Rsubread - Error on buildindex - big ref sequence
1
0
Entering edit mode
@bryanpenning-13114
Last seen 16 months ago

Hi,

I am trying to use Rsubread on the wheat genome ~17 Gbases. I have 32 GB of memory, most is available I am running R version 3.6.1 (64 bit), Rsubread version 2.0.1

I figured that the indexSplit command would allow for larger genome sizes but I am running into a problem where the program seems to run out of memory even though I have more than enough for the operation.

I have tried the following two commands and received the following two errors:

Command 1: buildindex(basename = "wheatfullRsubreadtest", reference = "161010ChineseSpringv1.0_pseudomolecules.fasta", indexSplit = TRUE)

Error 1:

Check the integrity of provided reference sequences ... || || No format issues were found || || Scan uninformative subreads in reference sequences ... || ERROR: the provided reference sequences include more than 4 billion bases. || 1.6 GB of memory is needed for index building.

Command 2: buildindex(basename = "wheatfullRsubreadtest", reference = "161010ChineseSpringv1.0_pseudomolecules.fasta", indexSplit = TRUE, memory = 4000)

Error 2: | || || Check the integrity of provided reference sequences ... || || No format issues were found || || Scan uninformative subreads in reference sequences ... || ERROR: the provided reference sequences include more than 4 billion bases. || 1.5 GB of memory is needed for index building.

sessionInfo() R version 3.6.1 (2019-07-05) Platform: x86_64-w64-mingw32/x64 (64-bit) Running under: Windows 10 x64 (build 18363)

Matrix products: default

locale: [1] LCCOLLATE=EnglishUnited States.1252 [2] LCCTYPE=EnglishUnited States.1252
[3] LCMONETARY=EnglishUnited States.1252 [4] LCNUMERIC=C
[5] LC
TIME=English_United States.1252

attached base packages: [1] stats graphics grDevices utils datasets methods base

other attached packages: [1] Rsubread2.0.1 BiocManager1.30.10

loaded via a namespace (and not attached): [1] compiler3.6.1 tools3.6.1

Anyone have any ideas around this?

Thanks!

Bryan

Rsubread • 311 views
0
Entering edit mode

Bryan, you and I have very similar computer setups and although my problem is different using buildIndex (my genomes are less than 4Gbp), buildIndex is failing for me as well. This might be a bug.

My machine has 16GB of RAM, and it would not work (it locked up actually) when I set indexSplit = TRUE, memory = 4000, however, it worked (or at least it completed without errors) using indexSplit = TRUE, memory = 10000. I don't know what's going on, but would be interested to see what happens if you tried those parameters.

Peter

0
Entering edit mode

Hi Peter,

Thanks!
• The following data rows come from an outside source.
PR #14863, opened 2026-08-24
[BugFix][310P] Fix Moe aclgraph error caued by routing to aclop on 310p

YangShuai52:
ACLGraph Compatibility: Implemented a pre-casting mechanism for router weights to prevent unsupported forward-time Cast operations on 310P hardware.
No

- vLLM version: v0.27.1


vllm_ascend/_310p/fused_moe/fused_moe.py
```diff
@@ -116,6 +116,10 @@ def __init__(
         tid2eid=None,
         n_shared_experts: int = 0,
     ):
+        if not vllm_version_is("0.27.1") and gate is not None:
+            # Pre-cast the internal router weight during model loading. A
+            # forward-time Cast cannot be captured by ACLGraph on 310P.
+            gate.precast_fp32_weight = True
```
nu11ptr7: This only skips vLLM 0.27.1 - any other version (older or newer) silently gets the fp32 precast. A capability check would survive future upgrades better.

YangShuai52: Thank you for your suggestion, I have made the revisions.

Tflowers-0129 (approved):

I will try the 10 GB memory (may also try 16 GB) and see if it helps!

Bryan

0
Entering edit mode

I think the cause of the problem wasn't the size of the memory. The maximum genome size is 4 billion bases for building an index, and splitting the index or specifying a memory limit wouldn't change this limit.

0
Entering edit mode
Yang Liao ▴ 260
@yang-liao-6075
Last seen 4 weeks ago
Australia

There is indeed a limit on the size of the reference genome -- it cannot contain more than 4 billion bases. This is because the Rsubread aligner uses a 32-bit integer type to store the mapping locations of reads on the reference genome. Splitting the index into multiple blocks by using the "indexSplit" option cannot lift the limit.
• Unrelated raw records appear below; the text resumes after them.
PR #14747, opened 2026-08-21
[BugFix][v0.26.0rc] Fix MegaMoe hang when main and draft models have inconsistent MoE quantization

kunpengW-code:
### What this PR does / why we need it?
If the quantization modes of the main model and draft model are inconsistent, for example, the main model is a quantized model and the draft model is a floating-point model, the MEGAMOE operator reports an error, indicating that this format is not supported.
The error message is as follows:
```
RuntimeError: call aclnnMegaMoe failed, detail:[PID: 2799] 2026-08-20-22:15:59.473.813 Execution_Error(EZ1008): Failed to execute operator MegaMoe_6081. Reason: Failed to execute tiling function.
        Solution: 1.If the tiling function does not exist, check whether the tiling function is registered successfully. 2.If the tiling function fails to be executed, check the implementation logic of the tiling function.
TraceBack (most recent call last):
        weight1[0] must be 2-dimension, but got 3 dim.[FUNC:CheckWeight1Input][FILE:mega_moe_tiling_arch22.cpp][LINE:648]
        CheckWeight1Input failed.[FUNC:MegaMoeA2A3CheckShapeAndSetTiling][FILE:mega_moe_tiling_arch22.cpp][LINE:860]
        MegaMoeA2A3 CheckShapeAndSetTiling Failed[FUNC:MegaMoeA2A3TilingFuncImpl][FILE:mega_moe_tiling_arch22.cpp][LINE:1139]
        Failed to execute operator MegaMoe_6081. Reason: Failed to execute tiling function.
        Check NnopbaseExecutorDoTiling(executor) failed
        Check NnopbaseExecutorTilingAndUpdateBinInfo(executor) failed
        Check NnopbaseExecutorMatchCache(executor) failed
        Check NnopbaseRunForWorkspace(*executor, workspaceSize) failed
```

**Modification plan:**
When it is identified that the current weight is in this hybrid format, the draft model will be rolled back to the small operator path.

This PR is only a workaround for version 0.26.0rc. The main branch will address this issue through the megamoe operator.

### Does this PR introduce _any_ user-facing change?
no

### How was this patch tested?
nightly test case: `glm-4.7-w8a8`

- vLLM version: v0.26.0
- vLLM main: https://github.com/vllm-project/vllm/commit/d02df748bf9efd99022f1a062597dc3cb3808485

PR #14864, opened 2026-08-24
[v0.26.0rc][BugFix] Fix dispatch_v2 tokens capacity to follow normal MC2 branch logic

kunpengW-code:
Follow-up modifications for PR #14747
This PR fixes the calculation of `_dispatch_v2_tokens_capacity` (normal MC2 tokens capacity) to follow the normal MC2 branch logic.
Previously, when `enable_prefill_mc2` or `use_mega_moe` was true, `max_num_tokens` was based on `max_num_batched_tokens` (prefill+decode unified batch), which is too large for the normal MC2 decode path.
This PR recomputes the token count from the decode-only configuration so that `_dispatch_v2_tokens_capacity` is computed independently from the fused MC2 path.

no

/nightly Qwen3.5-397B-A17B-w8a8-mtp --branch releases/v0.26.0rc

- vLLM version: v0.26.0

### DIFF
--- a/vllm_ascend/ascend_forward_context.py
+++ b/vllm_ascend/ascend_forward_context.py
@@ -246,7 +246,18 @@ def set_mc2_tokens_capacity(vllm_config, max_num_reqs, uniform_decode_query_len)
         else:
             num_tokens_per_tp_rank = min(num_tokens_per_tp_rank, _DISPATCH_FFN_COMBINE_TOKENS_PER_RANK_LIMIT)
         global _dispatch_v2_tokens_capacity
-        _dispatch_v2_tokens_capacity = min(num_tokens_per_tp_rank, _MC2_TOKENS_PER_RANK_LIMIT) * tp_size
+        # Compute dispatch_v2 (normal MC2) tokens capacity independently from the
+        # fused_mc2 path above. When enable_prefill_mc2 or use_mega_moe is true,
+        # max_num_tokens is based on max_num_batched_tokens (prefill+decode unified
+        # batch), which is too large for the normal MC2 decode path. Recompute the
+        # token count from the decode-only configuration so that
+        # _dispatch_v2_tokens_capacity follows the normal MC2 branch logic.
+        if vllm_config.compilation_config.cudagraph_capture_sizes:
+            dispatch_v2_max_num_tokens = vllm_config.compilation_config.max_cudagraph_capture_size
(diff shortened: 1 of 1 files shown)


kunpengW-code:
/nightly Qwen3.5-397B-A17B-w8a8-mtp --branch releases/v0.26.0rc
nightly command triggered.
- Nightly-A3: [workflow run](https://github.com/vllm-project/vllm-ascend/actions/runs/32743592187)

kunpengW-code:
/nightly Qwen3.5-397B-A17B-w8a8-mtp --branch releases/v0.26.0rc
nightly command triggered.
- Nightly-A3: [workflow run](https://github.com/vllm-project/vllm-ascend/actions/runs/32796677204)

vllm_ascend/ascend_forward_context.py
```diff
@@ -246,7 +246,18 @@ def set_mc2_tokens_capacity(vllm_config, max_num_reqs, uniform_decode_query_len)
...
         global _dispatch_v2_tokens_capacity
-        _dispatch_v2_tokens_capacity = min(num_tokens_per_tp_rank, _MC2_TOKENS_PER_RANK_LIMIT) * tp_size
+        # Compute dispatch_v2 (normal MC2) tokens capacity independently from the
+        # fused_mc2 path above. When enable_prefill_mc2 or use_mega_moe is true,
+        # max_num_tokens is based on max_num_batched_tokens (prefill+decode unified
+        # batch), which is too large for the normal MC2 decode path. Recompute the
+        # token count from the decode-only configuration so that
+        # _dispatch_v2_tokens_capacity follows the normal MC2 branch logic.
+        if vllm_config.compilation_config.cudagraph_capture_sizes:
+            dispatch_v2_max_num_tokens = vllm_config.compilation_config.max_cudagraph_capture_size
```
nu11ptr7, line 256: The capacity now comes from the decode-only path (max cudagraph capture size). If prefill and decode share this buffer but a prefill batch can exceed the decode graph size, the buffer is sized for decode only - is that safe?

kunpengW-code: The capacity limit here is used to determine whether to use MC2/ALL2ALL. Any excess will be uniformly handled through ALL2ALL, and there is no security risk.

weijinqian0 (approved):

If you're doing competitive mapping (ie mapping reads to multiple reference genomes and find the most likely source of each read), you may map reads to each of the individual genomes, then compare the mapping quality of the same read to the genomes. Or, if your reference genome is huge, you may split it into multiple genomes (by chromosomes), each less than 4Gbps, then run multiple rounds of mapping.